# Tracking the gaze

Many eye trackers are based on video-oculography: they use infrared lights and video to record the user's eye movements. Other solutions for eye tracking exist, but here we will focus on the eye trackers that record video.

In a typical eye tracking experiment, we have a user look at a screen where something interesting is displayed. While the user looks at the screen, we monitor where the user is looking at.

![ET_1_setup-2.svg](attachment:ET_1_setup-2.svg)

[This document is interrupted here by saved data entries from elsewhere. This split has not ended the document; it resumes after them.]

PR #611, opened 2017-08-16
Fix Metadata Wrangler integration

courte:
This branch has a few fixes to get cataloguing working between the Circulation Manager and the Metadata Wrangler.

### DIFF
--- a/coverage.py
+++ b/coverage.py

If we knew where the dimensions of the screen, center of the eye ball and the center of the pupil were, we would be able to calculate where someone is looking at. Simply draw a line that starts from the eye ball center and goes through the pupil center, then check where the line intersects a plane defined by the screen:

![ET_2_step_coordinates.svg](attachment:ET_2_step_coordinates.svg)

Unfortunately, we usually do have this information directly. What we instead have is something like the eye tracker image shown here below the screen:

![ET_3_et_view-3.svg](attachment:ET_3_et_view-3.svg)

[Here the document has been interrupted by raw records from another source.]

PR #612, opened 2017-08-16
Cache by ID

leonardr:
This branch creates a second cache managed by HasFullTableCache. This one tracks the contents of a table by its database ID. I define a new method to pull things from this cache (`HasFullTableCache.by_id`) and rename `HasFullTableCache._check_cache` to `HasFullTableCache.by_cache_key`.

This isn't really used in core, but there are several places where I think it can save us database queries in circulation.

This branch is also a lot more careful about avoiding race conditions where a cache is invalidated while we're looking something up.

Here's the description for another branch which I just decided to put in with this one because it's more of the same:

This branch eliminates a lot of database hits by replacing many calls to `get_one()` with calls to HasFullTableCache.by_cache_key and (mainly) HasFullTableCache.by_id. The single biggest win here is the change in Lane.library(), which was causing hundreds of database hits when the circ manager was started up.

This branch adds the HasFullTableCache mixin to two more classes: DeliveryMechanism and ExternalIntegration. The ExternalIntegration implementation is a little ugly, but we only need the by_id implementation, so it works.

### DIFF
--- a/model.py
+++ b/model.py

In the Figure we have an eye tracker (the black box) placed below the display, recording the user's eye. The image below the eye tracker shows the user's eye from the eye-tracker point of view.

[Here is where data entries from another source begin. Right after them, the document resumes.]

PR #621, opened 2017-08-25
Made it possible to import an OPDS feed without a metadata wrangler integration.

### LINKED ISSUE #619: OPDS Import script should be able to run without a Metadata Wrangler integration
Currently you get an error like `core.config.CannotLoadConfiguration: No ExternalIntegration found for the Metadata Wrangler.`

aslagle:
This fixes #619.


aslagle:
This reduces the configuration needed for someone setting up a basic circ manager for testing.

PR #623, opened 2017-08-25
Correct ACSM media type.

leonardr:
I'm sick of this problem so I'm just going to fix https://github.com/NYPL-Simplified/circulation/issues/483 and see what breaks.


leonardr:
I don't see a way to test them without getting this change in. We'll back it out if it won't work.

PR #629, opened 2017-09-01
Remove edition license pool

leonardr:
This branch replaces `Edition.license_pool` with `Edition.license_pools`. This code should have been changed in the 2.0 release, but everything appears to work, until you get two collections that provide LicensePools for the same Identifier and DataSource, a case we hadn't tested.

I'll be checking all three components and doing branches for them if they use `Edition.license_pool`.

Update:

content: https://github.com/NYPL-Simplified/content_server/pull/139
circulation: https://github.com/NYPL-Simplified/circulation/pull/659
metadata (just a submodule update): https://github.com/NYPL-Simplified/metadata_wrangler/pull/122

### DIFF
--- a/model.py
+++ b/model.py
@@ -2805,13 +2805,14 @@ class Edition(Base):
         return r
 
     @property
-    def license_pool(self):
-        """The Edition's corresponding LicensePool, if any.
+    def license_pools(self):
+        """The LicensePools that provide access to the book described
+        by this Edition.
         """
         _db = Session.object_session(self)
-        return get_one(_db, LicensePool,
-                       data_source=self.data_source,
-                       identifier=self.primary_identifier)
+        return _db.query(LicensePool).filter(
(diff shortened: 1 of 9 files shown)


model.py
```diff
@@ -2807,13 +2807,14 @@ def for_foreign_id(cls, _db, data_source,
...
+        """The LicensePools that provide access to the book described
+        by this Edition.
         """
         _db = Session.object_session(self)
-        return get_one(_db, LicensePool,
-                       data_source=self.data_source,
-                       identifier=self.primary_identifier)
+        return _db.query(LicensePool).filter(
+            LicensePool.data_source==self.data_source,
+            LicensePool.identifier==self.primary_identifier).all()
```
leonardr: Here's the actual change. Everything else in here is getting the tests to work.

aslagle (approved):

PR #15, opened 2025-10-17
Publish scripts to run benchmarks

edeandrea:
Publishing all the scripts & documentation to run official benchmarks.

### DIFF
--- a/scripts/perf-lab/README.md
+++ b/scripts/perf-lab/README.md
@@ -60,6 +60,7 @@ The script also has 3 dependencies that need to be resolved before it can be run
 | `-c`   | `<CGROUPS_CPUS>`                 | Constrain to certain CPUs via [cgroups](https://en.wikipedia.org/wiki/Cgroups) (comma-separated list, e.g., `0,2,4,6,8,10,12,14`). Ignored if running on a host that doesn't support cgroups. |                                                                   |
 | `-d`   |                                  | Purge/drop OS filesystem caches between iterations                                                                                                                                            |                                                                   |
 | `-e`   | <EXTRA_QDUP_ARGS>                | Any extra arguments that need to be passed to qDup ahead of the qDup scripts.<br/> - **NOTE:** This is an advanced option. Make sure you know what you are doing when using it.               |                                                                   |
+| `-f`   | <OUTPUT_DIR>                     | The directory containing the run output                                                                                                                                                       | `/tmp`                                                            |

How can we extract the position on the screen where the user is looking at from this information?

From now on, let's refer to 'the location on the screen where the user is looking at' as the *gaze coordinates*

We could use a couple of different approaches:

1. Attempt to deduce the eye ball and pupil coordinates from the video image of the eye, then calculate the gaze coordinates as in the first Figure.
2. Attempt to deduce the gaze coordinates directly from the coordinates of the pupil in the video image.

In the first approach, we are essentially creating a 3D model of the screen and user's eye ball. This is complicated, so let's focus now on the second approach. For this we need to

1. Detect the center of the pupil
2. Map the pupil center to the gaze coordinates

The pupil detection is handled with some type of computer vision approach. In other words, we create and algorithm that applies various computer vision tricks to isolate the pupil from the rest of the video frame, and then determine the center coordinates.

![ET_4_pupil_detection-3.svg](attachment:ET_4_pupil_detection-3.svg)

After we have the pupil center coordinates $p_x$, $p_y$, we need to insert them into some type of function that gives us an approximation of the gaze coordinates:

$$
(g_x, g_y) \approx f(p_x, p_y)
$$

Here is an example function for mapping pupil coordinates to the gaze coordinates:

$$
g_x = A_x p_x + B_x p_y + C_x
$$
$$
g_y = A_y p_y + B_y p_y + C_y
$$

This is a simple linear function that will most likely not give good enough results; the actual commercial eye trackers use more sophisticated models. The parameters A, B and C are found through calibration.

### Calibration

In eye tracker calibration, the user is asked to look at pre-determined points on the screen (typically 1 -- 9 points depending on the eye tracker). The next Figure shows 9 calibration points on the screen. The user is first asked, e.g., to look at the calibration point in the upper left corner. The pupil location and the location of this calibration point is stored. Then we move to the next calibration point and repeat, and so on.

The eye tracker records the pupil location when the user is looking at each point. Then, the data is fit into an equation such as the linear one shown above so that the distance between the gaze coordinates $(g_x, g_y)$ (during calibration, these were the calibration points) and the calibration points is minimized.

After finding the parameters A, B, C... the pupil coordinates ($p_x$, $p_y$) should be mapped to the screen coordinates, giving the coordinates for the gaze ($g_x$, $g_y$).

![ET_6_calibration.svg](attachment:ET_6_calibration.svg)

Unfortunately, simply detecting the pupil movements and mapping them to gaze coordiantes is not enough to reliably track the gaze.

### Handling head movements

Typically, we want the user to be able to move their head naturally while they are completing an experimental task, such as navigating a web page. But from the point of view of the eye tracker, the head movements will also cause the pupil center to move, even if the use is still looking at the same location in the screen. To address this, we need to somehow separate the head movements from the movements of the eye.

This can be accomplished if have some reference marker that moves when the head moves, but not when the gaze moves. One such reference marker is the glint, or the reflection of the external lights from the surface the of the eye (shown in blue below). These reflections are stationary with respect to the head movements. Therefore, we can compare the movements of the pupil with the movements of the reflected area/glint. If the glint and the pupil center both move in the same direction, it means that the movements were due to head movements. But if the pupil moved more than the glint, then the gaze coordinates must have changed.

![ET_5_glint-3.svg](attachment:ET_5_glint-3.svg)

### Other considerations

Other issues that may affect eye tracker performance

* Eye shape and size
* Illumination, reflections
* Eye glasses or contact lenses
* Device slippage for mobile eye trackers (worn by the user)

Most of these are related to pupil detection. If the eye lid covers most of the eye, or the user has to wear eye glasses that cause reflections, it will be become harder for the computer vision algorithms to detect the pupil from the eye tracker video.